Water vapor and soot spatial characteristics retrieve of axisymmetric optically-thin laminar diffusion flame based on visible and near-infrared multi-spectral light field imaging

The comprehension of the distribution of gaseous species and soot particles plays a pivotal role in investigating the combustion process of a flame. A highly effective method to accomplish this is by extracting visible and near-infrared emission information from flames. In this study, we present a novel near-infrared multi-spectral light field imaging model that enables the concurrent extraction of gas and soot property distributions within a flame.

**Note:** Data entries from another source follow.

PR #5353, opened 2020-05-09
[Feature:System] System update UI

### LINKED ISSUE #5350: Notify system superuser when update is available
Currently, there is no way for admins to know when an update is available beyond looking on GitHub

Provide a message in a nonintrusive way to the user with the most privileges within the system

This was not an issue we are currently addressing beyond GitHub releases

A synthetic test of ethylene diffusion flame is assessed using the proposed reconstruction method. The mole fraction of gaseous water, together with the flame temperature and soot volume fraction, are decoupled spectrally using near-infrared and visible wavelengths. The results demonstrate a reliably retrieved temperature range of 1400 K to 2050 K, accurately reconstructing the actual distributions of soot volume fraction and gaseous water mole fraction. Minor influences on the imaging results and property reconstruction are observed due to uncertainties arising from the reconstruction method, absorption function, reconstruction wavelength for H₂O mole fraction, and signal-to-noise ratio. This study serves as a theoretical guide for the future development of practical near-infrared multi-spectral light field imaging techniques for rapid and robust flame diagnostic purposes related to soot and gas properties.